[Records excerpted from a collection]
******************************
PR #2856, opened 2026-05-21
Add zizmor workflow

jaydeluca:


.github/workflows/zizmor.yml
```diff
@@ -0,0 +1,27 @@
...
+  zizmor:
+    runs-on: ubuntu-latest
+    permissions:
+      contents: read
+      security-events: write
+    steps:
+      - name: Checkout repository
+        uses: actions/checkout@de0fac2e4500dabe0009e67214ff5f5447ce83dd # v6.0.2
+        with:
+          filter: 'tree:0'
```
******************************
**Problem statement:**
Reproduce every entry exactly, with nothing added or dropped.

**Answer box:**
PR #2856, opened 2026-05-21
Add zizmor workflow

jaydeluca:


.github/workflows/zizmor.yml
```diff
@@ -0,0 +1,27 @@
...
+  zizmor:
+    runs-on: ubuntu-latest
+    permissions:
+      contents: read
+      security-events: write
+    steps:
+      - name: Checkout repository
+        uses: actions/checkout@de0fac2e4500dabe0009e67214ff5f5447ce83dd # v6.0.2
+        with:
+          filter: 'tree:0'
```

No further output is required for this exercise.